Using the records below, output the stretch that opens with the line containing "cp -af cassandane.ini.dockertests" and closes with the line containing "(r == SIEVE_OK)", exactly and including both lines, with nothing more.

Start of Source material

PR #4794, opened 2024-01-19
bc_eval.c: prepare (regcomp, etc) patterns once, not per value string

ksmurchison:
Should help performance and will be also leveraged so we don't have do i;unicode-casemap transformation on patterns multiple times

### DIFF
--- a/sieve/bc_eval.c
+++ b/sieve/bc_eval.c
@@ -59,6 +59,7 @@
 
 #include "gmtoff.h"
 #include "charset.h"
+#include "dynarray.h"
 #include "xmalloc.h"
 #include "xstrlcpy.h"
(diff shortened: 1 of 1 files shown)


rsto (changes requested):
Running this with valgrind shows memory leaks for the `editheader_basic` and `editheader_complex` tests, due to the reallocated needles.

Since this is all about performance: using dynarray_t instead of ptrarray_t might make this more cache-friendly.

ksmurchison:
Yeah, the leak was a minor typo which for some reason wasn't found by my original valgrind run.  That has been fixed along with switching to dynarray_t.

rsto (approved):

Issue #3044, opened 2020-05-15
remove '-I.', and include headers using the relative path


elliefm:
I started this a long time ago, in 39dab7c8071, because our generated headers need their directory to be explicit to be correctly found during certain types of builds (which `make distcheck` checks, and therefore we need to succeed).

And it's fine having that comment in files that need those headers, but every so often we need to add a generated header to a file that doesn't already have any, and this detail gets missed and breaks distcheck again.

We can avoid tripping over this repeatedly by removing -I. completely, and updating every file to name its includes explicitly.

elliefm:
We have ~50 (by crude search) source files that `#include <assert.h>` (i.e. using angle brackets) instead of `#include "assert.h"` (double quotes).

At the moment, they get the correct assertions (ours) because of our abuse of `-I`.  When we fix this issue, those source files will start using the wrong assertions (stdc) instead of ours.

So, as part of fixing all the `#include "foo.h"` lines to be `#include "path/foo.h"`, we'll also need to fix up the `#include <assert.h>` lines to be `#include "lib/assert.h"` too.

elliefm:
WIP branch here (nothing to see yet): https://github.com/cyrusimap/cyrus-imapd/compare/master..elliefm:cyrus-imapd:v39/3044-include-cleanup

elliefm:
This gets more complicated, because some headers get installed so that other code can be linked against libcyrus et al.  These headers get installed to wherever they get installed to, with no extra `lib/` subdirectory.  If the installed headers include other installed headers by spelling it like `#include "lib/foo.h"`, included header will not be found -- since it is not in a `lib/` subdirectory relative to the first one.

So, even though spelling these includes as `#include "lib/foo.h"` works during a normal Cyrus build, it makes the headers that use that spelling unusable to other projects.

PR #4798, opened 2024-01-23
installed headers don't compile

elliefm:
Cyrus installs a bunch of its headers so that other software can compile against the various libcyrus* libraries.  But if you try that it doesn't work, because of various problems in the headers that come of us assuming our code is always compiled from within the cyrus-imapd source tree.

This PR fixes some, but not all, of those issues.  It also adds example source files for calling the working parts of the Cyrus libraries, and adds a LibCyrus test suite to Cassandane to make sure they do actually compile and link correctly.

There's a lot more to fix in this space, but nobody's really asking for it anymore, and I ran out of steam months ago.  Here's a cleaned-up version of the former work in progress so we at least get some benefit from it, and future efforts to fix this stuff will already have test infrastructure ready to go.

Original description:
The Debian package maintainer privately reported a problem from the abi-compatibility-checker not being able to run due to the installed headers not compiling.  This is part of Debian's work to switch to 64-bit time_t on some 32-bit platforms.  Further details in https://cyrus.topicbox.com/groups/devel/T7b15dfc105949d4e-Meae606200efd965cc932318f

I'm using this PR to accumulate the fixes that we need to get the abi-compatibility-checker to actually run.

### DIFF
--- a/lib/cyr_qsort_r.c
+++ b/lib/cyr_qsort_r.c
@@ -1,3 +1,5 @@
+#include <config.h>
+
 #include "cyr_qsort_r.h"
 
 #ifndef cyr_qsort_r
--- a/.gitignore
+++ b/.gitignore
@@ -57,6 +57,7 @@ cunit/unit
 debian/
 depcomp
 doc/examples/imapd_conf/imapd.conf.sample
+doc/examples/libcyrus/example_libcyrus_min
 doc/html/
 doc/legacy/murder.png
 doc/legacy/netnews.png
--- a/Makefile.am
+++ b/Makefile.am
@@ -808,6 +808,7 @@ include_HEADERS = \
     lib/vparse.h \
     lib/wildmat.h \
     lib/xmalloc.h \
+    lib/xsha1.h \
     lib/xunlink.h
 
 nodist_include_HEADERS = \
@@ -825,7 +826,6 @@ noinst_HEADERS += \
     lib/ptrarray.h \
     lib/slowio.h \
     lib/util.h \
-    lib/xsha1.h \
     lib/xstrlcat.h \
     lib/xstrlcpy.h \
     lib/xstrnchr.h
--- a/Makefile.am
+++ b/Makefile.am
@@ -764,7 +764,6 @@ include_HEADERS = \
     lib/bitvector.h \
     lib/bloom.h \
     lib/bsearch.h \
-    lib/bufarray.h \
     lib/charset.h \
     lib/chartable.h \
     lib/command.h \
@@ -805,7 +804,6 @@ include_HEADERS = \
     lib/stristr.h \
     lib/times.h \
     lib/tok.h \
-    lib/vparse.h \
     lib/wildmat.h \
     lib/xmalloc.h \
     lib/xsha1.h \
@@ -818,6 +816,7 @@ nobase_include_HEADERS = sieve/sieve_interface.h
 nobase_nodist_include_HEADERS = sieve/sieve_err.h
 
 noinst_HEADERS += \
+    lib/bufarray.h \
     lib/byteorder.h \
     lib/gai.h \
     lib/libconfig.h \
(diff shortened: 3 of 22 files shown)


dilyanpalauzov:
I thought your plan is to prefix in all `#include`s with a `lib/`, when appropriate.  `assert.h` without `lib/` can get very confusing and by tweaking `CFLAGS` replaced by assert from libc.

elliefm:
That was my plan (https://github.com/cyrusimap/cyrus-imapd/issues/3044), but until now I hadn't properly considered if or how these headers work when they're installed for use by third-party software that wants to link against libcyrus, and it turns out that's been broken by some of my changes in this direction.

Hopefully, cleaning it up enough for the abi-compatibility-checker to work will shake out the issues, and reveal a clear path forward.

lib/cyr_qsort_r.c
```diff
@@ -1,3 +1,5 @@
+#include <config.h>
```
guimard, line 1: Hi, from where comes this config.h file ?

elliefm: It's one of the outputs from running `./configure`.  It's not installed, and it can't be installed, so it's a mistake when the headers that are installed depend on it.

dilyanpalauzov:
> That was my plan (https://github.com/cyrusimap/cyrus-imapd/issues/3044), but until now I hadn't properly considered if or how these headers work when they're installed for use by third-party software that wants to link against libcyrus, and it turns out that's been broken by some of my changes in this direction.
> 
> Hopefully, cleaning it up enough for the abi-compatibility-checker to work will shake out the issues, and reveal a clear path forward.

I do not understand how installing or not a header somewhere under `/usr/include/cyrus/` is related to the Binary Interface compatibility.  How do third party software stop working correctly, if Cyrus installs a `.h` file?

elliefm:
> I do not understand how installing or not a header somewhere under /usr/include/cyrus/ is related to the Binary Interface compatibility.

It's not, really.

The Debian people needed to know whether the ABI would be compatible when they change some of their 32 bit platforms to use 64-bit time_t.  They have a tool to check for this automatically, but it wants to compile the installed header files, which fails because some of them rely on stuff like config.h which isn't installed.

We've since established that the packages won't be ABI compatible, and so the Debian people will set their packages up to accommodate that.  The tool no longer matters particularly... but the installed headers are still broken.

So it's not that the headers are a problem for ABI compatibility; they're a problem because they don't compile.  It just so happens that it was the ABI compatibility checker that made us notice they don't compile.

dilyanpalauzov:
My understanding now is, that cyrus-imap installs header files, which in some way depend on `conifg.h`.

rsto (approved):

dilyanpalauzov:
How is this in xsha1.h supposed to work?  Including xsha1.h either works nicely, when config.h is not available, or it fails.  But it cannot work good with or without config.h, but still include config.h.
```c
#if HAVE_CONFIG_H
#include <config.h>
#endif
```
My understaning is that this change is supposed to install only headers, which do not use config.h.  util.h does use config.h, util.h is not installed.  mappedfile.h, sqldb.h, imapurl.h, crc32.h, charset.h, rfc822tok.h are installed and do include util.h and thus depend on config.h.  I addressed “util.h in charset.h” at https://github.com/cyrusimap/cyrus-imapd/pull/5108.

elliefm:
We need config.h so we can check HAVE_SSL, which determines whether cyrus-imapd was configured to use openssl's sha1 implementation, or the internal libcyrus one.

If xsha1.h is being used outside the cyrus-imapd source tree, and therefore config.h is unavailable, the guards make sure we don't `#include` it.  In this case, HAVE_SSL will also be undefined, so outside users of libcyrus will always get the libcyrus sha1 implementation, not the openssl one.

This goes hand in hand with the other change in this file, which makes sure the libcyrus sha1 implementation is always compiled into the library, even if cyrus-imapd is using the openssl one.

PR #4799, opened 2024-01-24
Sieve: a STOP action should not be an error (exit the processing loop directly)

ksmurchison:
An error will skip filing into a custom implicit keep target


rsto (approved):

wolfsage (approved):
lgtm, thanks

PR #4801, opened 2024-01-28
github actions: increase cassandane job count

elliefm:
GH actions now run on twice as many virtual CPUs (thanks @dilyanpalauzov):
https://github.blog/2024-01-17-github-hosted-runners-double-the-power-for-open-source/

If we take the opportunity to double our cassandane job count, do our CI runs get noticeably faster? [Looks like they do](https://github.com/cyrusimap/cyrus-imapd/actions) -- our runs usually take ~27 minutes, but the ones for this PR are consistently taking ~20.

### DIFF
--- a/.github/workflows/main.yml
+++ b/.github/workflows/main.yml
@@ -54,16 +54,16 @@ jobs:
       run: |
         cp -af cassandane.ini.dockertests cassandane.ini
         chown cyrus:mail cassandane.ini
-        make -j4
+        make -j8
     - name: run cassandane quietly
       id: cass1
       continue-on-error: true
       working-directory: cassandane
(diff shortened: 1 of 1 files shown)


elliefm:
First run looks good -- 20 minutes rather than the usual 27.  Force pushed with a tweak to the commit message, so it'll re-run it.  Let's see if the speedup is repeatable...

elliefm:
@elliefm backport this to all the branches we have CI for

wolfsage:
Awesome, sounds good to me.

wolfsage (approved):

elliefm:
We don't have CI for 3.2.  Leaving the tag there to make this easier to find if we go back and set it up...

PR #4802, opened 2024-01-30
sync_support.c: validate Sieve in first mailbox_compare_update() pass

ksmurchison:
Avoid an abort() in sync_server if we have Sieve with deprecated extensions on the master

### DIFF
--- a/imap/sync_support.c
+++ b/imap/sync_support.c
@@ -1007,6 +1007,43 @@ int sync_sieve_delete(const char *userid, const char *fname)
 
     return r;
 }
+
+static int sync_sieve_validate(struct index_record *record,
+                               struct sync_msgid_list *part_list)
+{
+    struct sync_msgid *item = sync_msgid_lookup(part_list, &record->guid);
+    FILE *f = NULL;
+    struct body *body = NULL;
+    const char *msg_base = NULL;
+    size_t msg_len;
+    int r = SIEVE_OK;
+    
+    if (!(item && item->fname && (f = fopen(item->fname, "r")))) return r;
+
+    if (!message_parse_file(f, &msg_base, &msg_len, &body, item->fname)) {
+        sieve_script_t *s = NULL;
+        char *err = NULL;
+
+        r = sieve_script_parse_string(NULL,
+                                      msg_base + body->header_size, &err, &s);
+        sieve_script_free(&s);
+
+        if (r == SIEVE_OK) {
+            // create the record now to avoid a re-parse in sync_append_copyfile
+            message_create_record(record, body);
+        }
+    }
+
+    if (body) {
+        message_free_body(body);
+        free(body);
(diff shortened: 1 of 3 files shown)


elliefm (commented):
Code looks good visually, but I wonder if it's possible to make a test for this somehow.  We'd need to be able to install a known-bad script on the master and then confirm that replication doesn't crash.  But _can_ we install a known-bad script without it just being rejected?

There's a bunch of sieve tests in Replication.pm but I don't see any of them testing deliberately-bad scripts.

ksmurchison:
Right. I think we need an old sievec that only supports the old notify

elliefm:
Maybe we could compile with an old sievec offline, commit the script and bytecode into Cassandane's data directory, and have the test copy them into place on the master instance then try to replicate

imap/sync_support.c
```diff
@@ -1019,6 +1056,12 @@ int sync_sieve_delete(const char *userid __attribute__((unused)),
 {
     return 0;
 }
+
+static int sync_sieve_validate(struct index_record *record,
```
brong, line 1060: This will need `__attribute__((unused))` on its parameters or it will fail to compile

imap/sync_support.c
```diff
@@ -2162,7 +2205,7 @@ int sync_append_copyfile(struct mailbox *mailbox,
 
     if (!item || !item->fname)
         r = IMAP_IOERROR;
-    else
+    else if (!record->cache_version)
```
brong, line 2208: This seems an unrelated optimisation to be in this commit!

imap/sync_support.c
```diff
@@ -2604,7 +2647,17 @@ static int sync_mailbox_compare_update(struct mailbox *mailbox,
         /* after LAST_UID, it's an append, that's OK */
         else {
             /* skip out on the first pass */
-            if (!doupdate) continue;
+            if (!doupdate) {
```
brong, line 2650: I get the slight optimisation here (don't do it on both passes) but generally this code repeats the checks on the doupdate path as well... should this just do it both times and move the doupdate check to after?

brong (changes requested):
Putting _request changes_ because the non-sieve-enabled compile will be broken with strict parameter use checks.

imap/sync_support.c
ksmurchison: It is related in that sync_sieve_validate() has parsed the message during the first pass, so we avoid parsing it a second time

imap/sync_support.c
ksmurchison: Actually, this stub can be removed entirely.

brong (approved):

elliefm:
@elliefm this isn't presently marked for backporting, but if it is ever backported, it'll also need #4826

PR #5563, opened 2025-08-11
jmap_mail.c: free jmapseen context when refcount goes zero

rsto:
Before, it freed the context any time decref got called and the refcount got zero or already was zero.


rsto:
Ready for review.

End of Source material

● **Your response**
         cp -af cassandane.ini.dockertests cassandane.ini
         chown cyrus:mail cassandane.ini
-        make -j4
+        make -j8
     - name: run cassandane quietly
       id: cass1
       continue-on-error: true
       working-directory: cassandane
(diff shortened: 1 of 1 files shown)


elliefm:
First run looks good -- 20 minutes rather than the usual 27.  Force pushed with a tweak to the commit message, so it'll re-run it.  Let's see if the speedup is repeatable...

elliefm:
@elliefm backport this to all the branches we have CI for

wolfsage:
Awesome, sounds good to me.

wolfsage (approved):

elliefm:
We don't have CI for 3.2.  Leaving the tag there to make this easier to find if we go back and set it up...

PR #4802, opened 2024-01-30
sync_support.c: validate Sieve in first mailbox_compare_update() pass

ksmurchison:
Avoid an abort() in sync_server if we have Sieve with deprecated extensions on the master

### DIFF
--- a/imap/sync_support.c
+++ b/imap/sync_support.c
@@ -1007,6 +1007,43 @@ int sync_sieve_delete(const char *userid, const char *fname)
 
     return r;
 }
+
+static int sync_sieve_validate(struct index_record *record,
+                               struct sync_msgid_list *part_list)
+{
+    struct sync_msgid *item = sync_msgid_lookup(part_list, &record->guid);
+    FILE *f = NULL;
+    struct body *body = NULL;
+    const char *msg_base = NULL;
+    size_t msg_len;
+    int r = SIEVE_OK;
+    
+    if (!(item && item->fname && (f = fopen(item->fname, "r")))) return r;
+
+    if (!message_parse_file(f, &msg_base, &msg_len, &body, item->fname)) {
+        sieve_script_t *s = NULL;
+        char *err = NULL;
+
+        r = sieve_script_parse_string(NULL,
+                                      msg_base + body->header_size, &err, &s);
+        sieve_script_free(&s);
+
+        if (r == SIEVE_OK) {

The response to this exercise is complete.